Reproductive Technology

Production of Cloned Pigs by Whole-Cell Intracytoplasmic Microinjection1

Jang-Won Lee4, Shin-Chih Wu5, X. Cindy Tian4, Michele Barber4, Thomas Hoagland4, John Riesen4, Kun-Hsiung Lee5, Ching-Fu Tu5, Winston T.K. Cheng3,6, and Xiangzhong Yang2,4

Department of Animal Science and Connecticut Center for Regenerative Biology,4 University of Connecticut, Storrs, Connecticut 06269 Animal Technology Institute Taiwan,5 Mialoli, Taiwan, Republic of China Department of Animal Science,6 National Taiwan University, Taipei, Taiwan, Republic of China

Cloning by somatic cell nuclear transfer has been successfully achieved by both fusing of a donor cell with and injecting an isolated donor cell nucleus into an enucleated oocyte. However, each of the above methods involves extended manipulation of either the oocytes (fusion) or the donor cells (nucleus isolation). Additionally, cloning efficiency can be reduced by low fusion rate of the cell fusion method, and specialized micromanipulation equipment and exacting nucleus isolation techniques are required for the nucleus injection method. Here we report a whole-cell injection technique for nuclear transfer in pigs and the production of cloned piglets with comparable, if not higher, efficiency than the other two nuclear transfer procedures. First, we tested the feasibility of this technique with three types of frequently used donor cells (cumulus, mural granulosa, and fibroblasts) and obtained the optimal nuclear reprogramming conditions for these cells. We further improved our protocol by avoiding ultraviolet exposure during enucleation and achieved a 37% blastocyst rate. We then conducted whole-cell injection using skin fibroblasts from the ear of a sow transgenic for two genes, the porcine lactoferrin and the human factor IX, and produced four live-born cloned transgenic piglets from three recipients.
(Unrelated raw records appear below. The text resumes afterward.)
Issue #10678, opened 2022-01-23
make std.fs absolute functions lower to the non-"at" variants of syscalls


synaptiko:
### Zig Version

0.9.0

### Steps to Reproduce

I have the following code:
```
const file = try std.fs.openFileAbsolute(list_path, .{ .read = true, .write = true });
defer file.close();
```

And the linux system has `tmpfs` enabled for `/tmp`.
```
tmpfs on /tmp type tmpfs (rw,nosuid,nodev,nr_inodes=1048576,inode64)
```

The content of `list_path` is `/home/user/some-file`.

### Expected Behavior

Everything works fine, no need to worry about from where the command is being run.

### Actual Behavior

When the command which uses the above code is run from `/tmp` directory, it will end up with "rename: Invalid cross-device link" error and `/home/user/some-file` will disappear. The content can be recovered from `/tmp` itself, as there is some random file created.

IMHO this is quite unexpected behavior and it took me really long to figure out. I only realized what's going on when I checked the implementation of `std.fs.openFileAbsolute()` and saw that it in fact calls `cwd().openFile()`.

The workaround is to call `cd && command` instead.

andrewrk:
`cwd().openFile()` is just doing this:

```
openat(AT_FDCWD, "/home/user/some-file", O_RDWR|O_NOCTTY|O_CLOEXEC) = 3
```

Does `openat` with `AT_FDCWD` not work with tmpfs? Seems like a bug in tmpfs.

That said, I think it would be reasonable to expect `openFileAbsolute` to lower to the `open` syscall instead of `openat`.

I-mikan-I:
> FWIW glibc uses the -at functions all the time now (even the `open` libc function goes to `openat`)
> 
> Linux kernel developers (at one time at least) were saying that going forward, only `-at` variants would be available and to considered the non -at variants to be for compatibility only.

Thanks for the info, I tested if it makes a difference whether we use AT_FDCWD or not, and could not replicate the original issue myself.

Here's my application's source code, compiled with zig 0.9.0 in Debug and ReleaseFast:
```zig
pub fn main() anyerror!void {
    const file = try std.fs.openFileAbsolute("/home/mikan/test", .{.read = true, .write = true});
    defer file.close();
    try file.writeAll("Hello, World!\n");
}
```

[...]

PR #11027, opened 2022-03-01
use open syscall when using an absolute path

I-mikan-I:
With these changes, opening files on linux using `openFileAbsolute` will translate to an `open` syscall instead of `openat`.

With how this is implemented, using `openFile` will also translate to open, when the path is absolute.
Since I am not sure if this was undesired or not, I implemented it in this way anyway. 
If only calls to `openFileAbsolute` should use `open`, we can add a new function, although some replication of boilerplate source code would probably be required.

Since this is my first PR, any feedback is very welcome :).

Closes: #10678

### DIFF
--- a/lib/std/fs.zig
+++ b/lib/std/fs.zig
@@ -1023,17 +1023,21 @@ pub const Dir = struct {
         // Use open syscall instead of openat when we are dealing with absolute paths,
         // because openat with AT_FDCWD does not work with tmpfs.
         const is_absolute = path.isAbsoluteZ(sub_path);
-        const fd = if (flags.intended_io_mode != .blocking)
-            if (is_absolute) 
-                try std.event.Loop.instance.?.openZ(sub_path, os_flags, 0)
-            else 
-                try std.event.Loop.instance.?.openatZ(self.fd, sub_path, os_flags, 0)
-            
-        else
-            if (is_absolute) 
-                try os.openZ(sub_path, os_flags, 0)
-            else
-                try os.openatZ(self.fd, sub_path, os_flags, 0);
+        const fd = blk: {
+            if (flags.intended_io_mode != .blocking) {
+                if (is_absolute) {
+                    break :blk try std.event.Loop.instance.?.openZ(sub_path, os_flags, 0);
+                } else {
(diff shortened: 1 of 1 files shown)


I-mikan-I:
`openFileW` uses [ntdll](https://docs.microsoft.com/en-us/windows/win32/api/winternl/nf-winternl-ntcreatefile) and already sets the root directory attribute to `NULL` when an absolute file is passed: [snippet](https://github.com/ziglang/zig/blob/b90bfc8de673ea0ceb56184476bc29e42afbeaa7/lib/std/os/windows.zig#L91).

`openFileWasi` uses `path_open`, and I don't think there's an `open` equivalent.

matu3ba:
@I-mikan-I Did you check the wasi sources? https://github.com/WebAssembly/WASI/blob/main/phases/snapshot/docs.md
I dont see anything beside `path_open`.

ifreund:
I don't think there's a good reason for this complexity increase, at least not on linux. In the linux kernel implementation `open()` and `open_at(AT_FDCWD)` are 100% identical.
```c
SYSCALL_DEFINE3(open, const char __user *, filename, int, flags, umode_t, mode)
{
	if (force_o_largefile())
		flags |= O_LARGEFILE;

	return do_sys_open(AT_FDCWD, filename, flags, mode);
}

SYSCALL_DEFINE4(openat, int, dfd, const char __user *, filename, int, flags,
		umode_t, mode)
{
	if (force_o_largefile())
		flags |= O_LARGEFILE;

	return do_sys_open(dfd, filename, flags, mode);
}
```

I-mikan-I:
Since I could not reproduce the original issue when trying out a different approach, I will convert this PR to a draft.

I don't believe the issue is caused by using `openat`, and perhaps we need to do some more testing to identify the cause.  
Has anyone else encountered this issue before?

Vexu:
> Since I could not reproduce the original issue when trying out a different approach, I will convert this PR to a draft.
> 
> I don't believe the issue is caused by using `openat`, and perhaps we need to do some more testing to identify the cause. Has anyone else encountered this issue before?

Let's keep the discussion in the relevant issue and leave the pull request queue for changes that are ready to be merged.

PR #11029, opened 2022-03-02
stage2: reify error sets

mitchellh:
`@Type()` for error sets.

This also fixes a bug in @typeInfo for error sets where I wasn't wrapping the payload properly. This test also catches that.

Question: I create an `error_set_merged` since that only requires a name map. Should I be creating a full `error_set` decl for this? That requires a full `Module.ErrorSet`. I'm sure I can do that but wasn't sure what you wanted here.

### DIFF
--- a/src/Sema.zig
+++ b/src/Sema.zig
@@ -10397,7 +10397,13 @@ fn zirTypeInfo(sema: *Sema, block: *Block, inst: Zir.Inst.Index) CompileError!Ai
                         vals,
                     ),
                 );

The present study demonstrated the applicability of producing normal, cloned piglets by the simple and less labor-intensive whole-cell intracytoplasmic injection.

1 This manuscript is a scientific contribution (No. 2101) to the Storrs Agricultural Experimental Station at the University of Connecticut. J.-W.L. and S.-C.W. contributed equally to this work.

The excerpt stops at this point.